• _TASK MATERIAL_:
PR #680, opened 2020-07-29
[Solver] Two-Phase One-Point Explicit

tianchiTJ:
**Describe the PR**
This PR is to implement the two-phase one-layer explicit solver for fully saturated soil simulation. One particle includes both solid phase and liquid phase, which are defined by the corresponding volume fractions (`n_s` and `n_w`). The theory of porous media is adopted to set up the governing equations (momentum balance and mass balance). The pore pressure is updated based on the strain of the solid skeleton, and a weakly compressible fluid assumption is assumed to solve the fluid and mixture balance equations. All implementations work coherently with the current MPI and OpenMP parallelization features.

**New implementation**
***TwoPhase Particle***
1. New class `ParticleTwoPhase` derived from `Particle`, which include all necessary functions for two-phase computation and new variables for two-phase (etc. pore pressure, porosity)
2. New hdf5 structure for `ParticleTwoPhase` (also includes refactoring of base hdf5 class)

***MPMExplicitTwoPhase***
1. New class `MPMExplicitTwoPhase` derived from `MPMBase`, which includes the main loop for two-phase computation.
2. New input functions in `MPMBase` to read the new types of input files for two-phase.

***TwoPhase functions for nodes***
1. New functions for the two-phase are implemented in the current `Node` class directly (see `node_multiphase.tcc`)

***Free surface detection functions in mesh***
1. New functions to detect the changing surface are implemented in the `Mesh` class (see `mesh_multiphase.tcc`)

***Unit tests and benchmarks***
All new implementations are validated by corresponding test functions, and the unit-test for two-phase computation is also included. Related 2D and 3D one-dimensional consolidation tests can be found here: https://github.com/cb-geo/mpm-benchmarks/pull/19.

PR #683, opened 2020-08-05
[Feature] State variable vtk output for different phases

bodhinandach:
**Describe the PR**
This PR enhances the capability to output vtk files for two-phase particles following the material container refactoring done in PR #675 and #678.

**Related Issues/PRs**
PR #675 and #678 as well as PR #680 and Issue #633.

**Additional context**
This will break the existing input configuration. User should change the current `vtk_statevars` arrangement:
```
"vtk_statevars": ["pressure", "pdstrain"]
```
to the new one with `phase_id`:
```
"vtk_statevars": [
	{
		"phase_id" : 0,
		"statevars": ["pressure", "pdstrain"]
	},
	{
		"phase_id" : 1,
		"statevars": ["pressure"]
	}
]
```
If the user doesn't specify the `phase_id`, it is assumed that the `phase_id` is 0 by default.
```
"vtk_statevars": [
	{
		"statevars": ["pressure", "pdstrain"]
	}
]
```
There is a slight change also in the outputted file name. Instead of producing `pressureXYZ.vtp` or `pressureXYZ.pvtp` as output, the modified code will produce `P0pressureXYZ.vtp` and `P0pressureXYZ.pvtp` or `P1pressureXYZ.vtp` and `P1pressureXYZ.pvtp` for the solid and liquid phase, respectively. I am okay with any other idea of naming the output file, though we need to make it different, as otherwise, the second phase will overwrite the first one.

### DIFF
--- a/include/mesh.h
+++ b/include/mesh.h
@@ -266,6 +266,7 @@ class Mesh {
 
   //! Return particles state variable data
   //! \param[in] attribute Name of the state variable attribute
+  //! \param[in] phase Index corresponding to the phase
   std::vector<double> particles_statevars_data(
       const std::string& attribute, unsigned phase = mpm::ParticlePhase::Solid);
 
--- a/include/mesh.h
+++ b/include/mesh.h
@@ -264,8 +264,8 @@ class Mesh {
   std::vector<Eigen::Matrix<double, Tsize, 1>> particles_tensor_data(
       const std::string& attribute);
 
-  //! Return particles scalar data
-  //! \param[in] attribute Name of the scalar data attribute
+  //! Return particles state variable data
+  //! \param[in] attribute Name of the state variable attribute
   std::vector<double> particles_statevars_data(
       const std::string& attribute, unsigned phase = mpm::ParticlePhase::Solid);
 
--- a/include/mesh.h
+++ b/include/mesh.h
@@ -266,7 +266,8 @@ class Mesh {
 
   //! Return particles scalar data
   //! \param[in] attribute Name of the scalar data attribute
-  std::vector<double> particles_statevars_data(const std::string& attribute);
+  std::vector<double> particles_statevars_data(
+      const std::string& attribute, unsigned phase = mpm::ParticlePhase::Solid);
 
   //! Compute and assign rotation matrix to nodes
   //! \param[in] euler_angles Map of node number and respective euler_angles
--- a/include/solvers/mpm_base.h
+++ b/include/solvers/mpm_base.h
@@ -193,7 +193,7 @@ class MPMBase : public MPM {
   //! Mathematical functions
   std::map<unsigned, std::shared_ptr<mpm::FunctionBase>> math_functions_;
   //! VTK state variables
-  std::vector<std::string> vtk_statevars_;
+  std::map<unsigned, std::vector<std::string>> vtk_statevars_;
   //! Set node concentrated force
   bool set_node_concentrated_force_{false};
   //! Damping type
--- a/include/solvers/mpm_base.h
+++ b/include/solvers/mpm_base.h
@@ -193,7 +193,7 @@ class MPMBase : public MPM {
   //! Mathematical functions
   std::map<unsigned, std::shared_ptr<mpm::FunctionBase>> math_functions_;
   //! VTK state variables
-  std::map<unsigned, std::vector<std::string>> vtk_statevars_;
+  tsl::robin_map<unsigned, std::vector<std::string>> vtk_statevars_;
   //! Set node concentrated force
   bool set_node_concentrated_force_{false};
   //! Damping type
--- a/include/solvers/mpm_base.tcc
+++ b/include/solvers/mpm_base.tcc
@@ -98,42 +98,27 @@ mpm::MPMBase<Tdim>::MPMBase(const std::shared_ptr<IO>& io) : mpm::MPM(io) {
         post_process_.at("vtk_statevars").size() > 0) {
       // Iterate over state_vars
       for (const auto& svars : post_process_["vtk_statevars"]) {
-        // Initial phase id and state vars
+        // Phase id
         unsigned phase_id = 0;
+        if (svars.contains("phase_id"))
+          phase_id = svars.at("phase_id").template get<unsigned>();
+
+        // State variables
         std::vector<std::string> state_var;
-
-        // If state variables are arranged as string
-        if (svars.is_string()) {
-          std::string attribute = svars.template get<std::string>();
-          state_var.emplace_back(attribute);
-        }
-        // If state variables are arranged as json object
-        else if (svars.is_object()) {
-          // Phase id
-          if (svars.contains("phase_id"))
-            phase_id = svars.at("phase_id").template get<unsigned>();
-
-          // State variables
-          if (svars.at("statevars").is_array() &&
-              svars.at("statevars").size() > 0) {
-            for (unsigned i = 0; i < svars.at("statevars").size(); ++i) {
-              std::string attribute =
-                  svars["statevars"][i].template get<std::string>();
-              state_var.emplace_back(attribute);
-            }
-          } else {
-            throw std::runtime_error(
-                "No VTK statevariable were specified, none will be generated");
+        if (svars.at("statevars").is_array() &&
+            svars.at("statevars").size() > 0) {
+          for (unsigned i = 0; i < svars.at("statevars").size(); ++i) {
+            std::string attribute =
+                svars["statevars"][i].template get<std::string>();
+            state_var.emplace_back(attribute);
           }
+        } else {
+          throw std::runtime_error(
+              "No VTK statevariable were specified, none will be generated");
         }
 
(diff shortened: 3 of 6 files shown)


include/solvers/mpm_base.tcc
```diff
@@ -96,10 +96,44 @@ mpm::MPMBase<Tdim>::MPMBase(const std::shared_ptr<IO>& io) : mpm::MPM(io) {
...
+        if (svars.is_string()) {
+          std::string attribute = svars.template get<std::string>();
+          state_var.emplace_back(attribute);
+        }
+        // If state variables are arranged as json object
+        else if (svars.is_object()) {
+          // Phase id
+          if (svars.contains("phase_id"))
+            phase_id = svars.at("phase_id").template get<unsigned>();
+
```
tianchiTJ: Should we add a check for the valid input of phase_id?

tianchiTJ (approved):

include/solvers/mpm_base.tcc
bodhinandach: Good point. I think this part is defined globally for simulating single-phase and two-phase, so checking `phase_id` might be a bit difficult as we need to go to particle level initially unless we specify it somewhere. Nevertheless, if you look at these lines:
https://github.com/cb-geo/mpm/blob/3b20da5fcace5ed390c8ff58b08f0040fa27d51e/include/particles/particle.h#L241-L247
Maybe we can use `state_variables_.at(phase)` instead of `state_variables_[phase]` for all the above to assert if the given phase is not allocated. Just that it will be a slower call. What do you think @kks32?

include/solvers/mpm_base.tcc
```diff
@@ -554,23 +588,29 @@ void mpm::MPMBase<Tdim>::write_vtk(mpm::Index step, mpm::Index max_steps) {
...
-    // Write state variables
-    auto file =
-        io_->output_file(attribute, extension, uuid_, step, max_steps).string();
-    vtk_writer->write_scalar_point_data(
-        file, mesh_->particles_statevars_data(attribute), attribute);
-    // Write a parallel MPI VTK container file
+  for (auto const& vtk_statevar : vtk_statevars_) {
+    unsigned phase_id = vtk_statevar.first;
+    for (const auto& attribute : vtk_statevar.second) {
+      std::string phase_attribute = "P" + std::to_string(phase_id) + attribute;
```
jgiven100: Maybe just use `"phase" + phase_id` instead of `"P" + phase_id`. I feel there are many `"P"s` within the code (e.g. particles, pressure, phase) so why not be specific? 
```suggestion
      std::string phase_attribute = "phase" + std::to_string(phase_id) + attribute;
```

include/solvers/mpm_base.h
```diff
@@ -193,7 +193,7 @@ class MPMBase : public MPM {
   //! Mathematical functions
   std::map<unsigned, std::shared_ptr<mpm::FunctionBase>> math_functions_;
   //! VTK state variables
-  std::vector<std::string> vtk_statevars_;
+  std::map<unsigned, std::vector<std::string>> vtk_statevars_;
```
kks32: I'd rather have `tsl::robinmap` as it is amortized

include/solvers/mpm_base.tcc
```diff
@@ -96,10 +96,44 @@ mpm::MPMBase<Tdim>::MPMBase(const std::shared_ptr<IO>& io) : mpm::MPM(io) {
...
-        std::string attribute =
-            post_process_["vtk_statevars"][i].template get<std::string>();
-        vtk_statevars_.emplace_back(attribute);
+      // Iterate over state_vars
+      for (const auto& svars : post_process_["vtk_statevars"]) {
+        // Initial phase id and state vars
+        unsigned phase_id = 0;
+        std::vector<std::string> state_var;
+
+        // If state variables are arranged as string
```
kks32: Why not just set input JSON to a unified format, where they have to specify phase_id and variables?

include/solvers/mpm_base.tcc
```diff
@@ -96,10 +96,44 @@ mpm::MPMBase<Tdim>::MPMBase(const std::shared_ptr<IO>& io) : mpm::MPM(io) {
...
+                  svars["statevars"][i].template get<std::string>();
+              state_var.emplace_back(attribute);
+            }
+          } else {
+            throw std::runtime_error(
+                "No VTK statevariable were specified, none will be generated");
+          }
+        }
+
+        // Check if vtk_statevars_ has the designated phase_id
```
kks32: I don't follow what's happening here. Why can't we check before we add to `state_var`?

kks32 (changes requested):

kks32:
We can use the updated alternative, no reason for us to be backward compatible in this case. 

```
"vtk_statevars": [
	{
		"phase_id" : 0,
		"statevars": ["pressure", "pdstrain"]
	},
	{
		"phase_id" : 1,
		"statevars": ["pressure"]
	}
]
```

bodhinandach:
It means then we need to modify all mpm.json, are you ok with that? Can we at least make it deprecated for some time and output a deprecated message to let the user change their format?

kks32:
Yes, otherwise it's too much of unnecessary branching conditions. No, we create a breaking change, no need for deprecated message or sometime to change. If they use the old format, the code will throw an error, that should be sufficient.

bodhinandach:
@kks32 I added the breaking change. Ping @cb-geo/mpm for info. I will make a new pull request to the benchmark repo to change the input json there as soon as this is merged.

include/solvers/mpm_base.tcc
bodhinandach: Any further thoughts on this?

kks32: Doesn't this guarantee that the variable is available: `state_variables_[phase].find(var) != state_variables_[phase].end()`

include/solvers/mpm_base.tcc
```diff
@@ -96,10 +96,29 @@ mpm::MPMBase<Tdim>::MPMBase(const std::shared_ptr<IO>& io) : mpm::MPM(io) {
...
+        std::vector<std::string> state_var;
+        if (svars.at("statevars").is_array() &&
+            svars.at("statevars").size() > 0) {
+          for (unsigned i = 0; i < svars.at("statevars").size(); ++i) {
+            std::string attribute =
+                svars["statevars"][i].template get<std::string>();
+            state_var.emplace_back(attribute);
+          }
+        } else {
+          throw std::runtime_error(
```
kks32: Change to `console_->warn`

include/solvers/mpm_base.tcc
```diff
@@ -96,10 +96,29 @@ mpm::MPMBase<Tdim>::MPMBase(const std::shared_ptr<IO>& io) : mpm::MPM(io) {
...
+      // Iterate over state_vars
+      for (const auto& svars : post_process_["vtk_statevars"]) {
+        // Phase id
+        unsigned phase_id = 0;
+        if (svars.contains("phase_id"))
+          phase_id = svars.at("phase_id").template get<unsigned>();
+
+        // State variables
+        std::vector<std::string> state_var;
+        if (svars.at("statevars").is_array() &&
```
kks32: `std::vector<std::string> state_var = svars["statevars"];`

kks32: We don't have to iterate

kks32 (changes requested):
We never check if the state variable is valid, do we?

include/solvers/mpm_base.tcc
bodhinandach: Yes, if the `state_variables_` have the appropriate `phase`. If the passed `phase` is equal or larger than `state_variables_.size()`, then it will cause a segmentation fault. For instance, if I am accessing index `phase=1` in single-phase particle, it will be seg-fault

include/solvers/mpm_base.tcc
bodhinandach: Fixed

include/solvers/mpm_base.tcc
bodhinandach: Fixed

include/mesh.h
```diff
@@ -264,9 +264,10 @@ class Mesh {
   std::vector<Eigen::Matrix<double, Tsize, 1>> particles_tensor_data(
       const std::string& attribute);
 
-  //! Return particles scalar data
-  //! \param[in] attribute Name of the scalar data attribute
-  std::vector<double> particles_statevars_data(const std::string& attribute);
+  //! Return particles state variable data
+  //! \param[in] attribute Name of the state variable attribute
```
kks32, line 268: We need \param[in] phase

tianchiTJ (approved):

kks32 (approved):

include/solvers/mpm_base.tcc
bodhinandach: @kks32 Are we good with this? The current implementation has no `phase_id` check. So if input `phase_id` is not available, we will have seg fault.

• _TASK_:
Please find all lines of the entries that hold the string "format" and copy them.

• _ANSWER AREA_:
kks32: Why not just set input JSON to a unified format, where they have to specify phase_id and variables?
It means then we need to modify all mpm.json, are you ok with that? Can we at least make it deprecated for some time and output a deprecated message to let the user change their format?
Yes, otherwise it's too much of unnecessary branching conditions. No, we create a breaking change, no need for deprecated message or sometime to change. If they use the old format, the code will throw an error, that should be sufficient.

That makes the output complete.